4.PRODUKSI ANAKAN DI AUSTRALIA
Problem semakin jelas. KIta tidak punya sistem industrialisasi sapi yang membuat proses produksi berjalan efisien. Di Austrailia bikin pedet cuma 3 jutaan. Strategi Dahlan selanjutanya adalah, membeli saham mayoritas peternakan yang sudah ada di australia. Setelah jadi sapi bakalan, digemukkan di indonesia. Karena biaya penggemukan lebih murah di dalam negeri. Ada banyak peternakan dalam negeri dan petani yang siap menggemukan pedet Australia hasil peternakan BUMN. Juga tentu saja peternakan BUMN seperti yang disebut diatas. Memang tetap dihitung impor, tapi kita membelinya dari peternakan kita sendiri.
Kenapa gak bikin pedet di dalam negeri saja? Butuh waktu bertahun-tahun untuk menciptakan infrastruktur industri sapi yang lengkap dan efisien seperti di Australia. Australia sudah membangun industri peternakan ini selama ratusan tahun. Sementara kita perlu segera menurunkan harga daging dan mengurangi impor sapi. SEGERA! Rakyat sudah terlalu lama menunggu. Harga daging harus segera diturunkan.

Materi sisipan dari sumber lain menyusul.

PR #1895, opened 2018-10-27
Resolves #1794, File.expand_path on Windows root should include trailing slash

### LINKED ISSUE #1794: File.expand_path on Windows root should include trailing slash
When File.expand_path is run on a Windows root (i.e., bare drive letter), it should include a trailing slash (to be consistent with MRI). However, it does not. It also has difficulty expanding a raw drive letter.

Here's what MRI does:

```rb
Dir.pwd
#=> C:/Users/Usename/directory

File.expand_path 'C:'
#=> C:/Users/Username/directory

File.expand_path 'C:/'
#=> C:/

File.expand_path 'D:'
#=> D:/

File.expand_path 'D:/'
#=> D:/
```

Here's what Opal does (with nodejs support enabled):

```rb
Dir.pwd
#=> C:\Users\Usename\directory

File.expand_path 'C:'
#=> C:/Users/Username/directory/C:

File.expand_path 'C:/'
#=> C:

File.expand_path 'D:'
#=> C:/Users/Username/directory/D:

File.expand_path 'D:/'
#=> D:
```

The correct behavior for `C:` is debatable.

(the value of `Dir.pwd` is show here for context, but note that the value it returns is also incorrect).

Mogztter:
Resolves #1794


Mogztter:
As it turns out, Node.js `resolve` and Ruby `expand_path` are very similar!

Ruby is using posix separator even on Windows so I'm using `.split(path.sep).join(path.posix.sep)` to convert OS dependent separator to posix separator.

I've also fixed a bug in `Pathname`.
The `absolute?` and `relative?` methods in `stdlib/pathname.rb` does not work properly with Windows paths. In Node.js the `path` module is OS dependent so I'm using `path.isAbsolute?` to determine if the path is absolute or not. Luckily `Pathname.absolute?` and `path.isAbsolute?` work the same.

stdlib/nodejs/dir.rb
```diff
@@ -1,16 +1,18 @@
...
+  `var __path__ = #{@__path__}`
 
   class << self
     def [](glob)
       `__glob__.sync(#{glob})`
     end
 
     def pwd
-      `process.cwd()`
+      `__path__.normalize(process.cwd()).split(__path__.sep).join(__path__.posix.sep)`
```
Mogztter: I don't think `normalize` is mandatory here

stdlib/nodejs/pathname.rb
```diff
@@ -0,0 +1,31 @@
...
+    else
+      raise TypeError, "no implicit conversion of #{path.class} into String"
+    end
+    raise ArgumentError if @path == "\0"
+  end
+
+  attr_reader :path
+
+  def absolute?
+    `__path__.isAbsolute(#{@path.to_str})`
```
Mogztter: Use `isAbsolute` otherwise `c:/absolute/path` is not considered as an absolute path by the `stdlib/pathname` implementation.

stdlib/nodejs/file.rb
```diff
@@ -59,102 +59,111 @@ class File < IO
     ALT_SEPARATOR = `__path__.sep`
   end
 
-  def self.read(path)
-    `return executeIOAction(function(){return __fs__.readFileSync(#{path}).toString()})`
-  end
+  class << self
```
Mogztter: I'm using `class << self`` to remove `def.self` redundancy but I can revert this change if neededed

stdlib/nodejs/pathname.rb
```diff
@@ -0,0 +1,31 @@
+class Pathname
+  include Comparable
+
+  @__path__ = `require('path')`
+  `var __path__ = #{@__path__}`
+
+  def initialize(path)
```
Mogztter: @elia Am I forced to duplicate this code ? Is there a better way to do it ?

test/nodejs/test_file.rb
```diff
@@ -147,15 +147,21 @@ def test_windows_separators
...
+    assert_equal(Dir.pwd + '/foo/bar.js', File.expand_path('./foo/bar.js'))
+    assert_equal(drive_letter + '/foo/bar.js', File.expand_path('/foo/bar.js'))
     assert_equal('c:/foo/bar.js', File.expand_path('c:/foo/bar.js'))
     assert_equal('c:/foo/bar.js', File.expand_path('c:\\foo\\bar.js'))
-    assert_equal('c:/foo/bar.js', File.expand_path( 'bar.js', 'c:\\foo'))
-    assert_equal('c:/foo/baz/bar.js', File.expand_path('\\baz\\bar.js', 'c:\\foo'))
-    assert_equal('c:/baz/bar.js', File.expand_path( '\\baz\\bar.js', 'c:\\foo\\..'))
-    assert_equal('c:/foo/bar.js', File.expand_path( '\\..\\bar.js', 'c:\\foo\\baz'))
-    assert_equal('c:/foo/bar.js', File.expand_path( '\\..\\bar.js', 'c:\\foo\\baz\\'))
+    assert_equal('c:/foo/bar.js', File.expand_path('bar.js', 'c:\\foo'))
```
Mogztter: Some assertions were wrong.
For instance `\\baz\\bar.js` is an absolute path, so `File.expand_path( '\\baz\\bar.js', 'c:\\foo')` should be equal to `c:/baz/bar.js` (not `c:/foo/baz/bar.js`).

Mogztter:
Build is green, I just need to fix the code duplication that I introduced by copying/pasting the `Pathname` constructor :thinking:

stdlib/nodejs/file.rb
elia: Yes please, keep the explicit `self.`, it's easier to recognize singleton methods in long method lists this way, also keeps the diff cleaner 😉

stdlib/nodejs/pathname.rb
elia: I think would be savvy to `require 'pathname'` at the top of the file, and only overwrite where needed, if an extractable pattern arises then we can evaluate a pluggable system for different platforms (like it's done with `Opal .exit()`), but for now it's probably unnecessary.

test/nodejs/test_file.rb
elia: 👍 maybe check with ruby spec's code, if you didn't already

stdlib/nodejs/dir.rb
elia: remove it 👍, from [node's docs]() seems it just removes double dots, and [we don't know if cwd() can have them](https://nodejs.org/api/process.html#process_process_cwd), so it shouldn't make a difference in correctness, on the contrary it might be that `.cwd()` is more close to `.pwd`.

elia:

Jadi bikin peternakan di Australia jadi masuk akal kan? Negara lain seperti malaysia juga sudah melakukan hal ini.
Ini mirip yang terjadi di industri saya, advertising. Syuting iklan di bangkok itu jauh lebih murah daripada di jakarta. Padahal peralatan di bangkok lebih canggih. Padahal kita harus bawa rombongan dari Jakarta yang berarti plus biaya transport dan akomodasi. Tagihan akhirnya tetap lebih murah di Bangkok. Pernah saya buat iklan kolosal, dan ternyata setelah ditenderkan, negara yang bisa bikin produksi paling murah adalah asfel. no.2 selandia baru. Jadilah kita syuting di cape town. Itu terjadi karena industri film di bangkok dan afsel jauh lebih mapan dan efisien daripada industri film dalam negeri.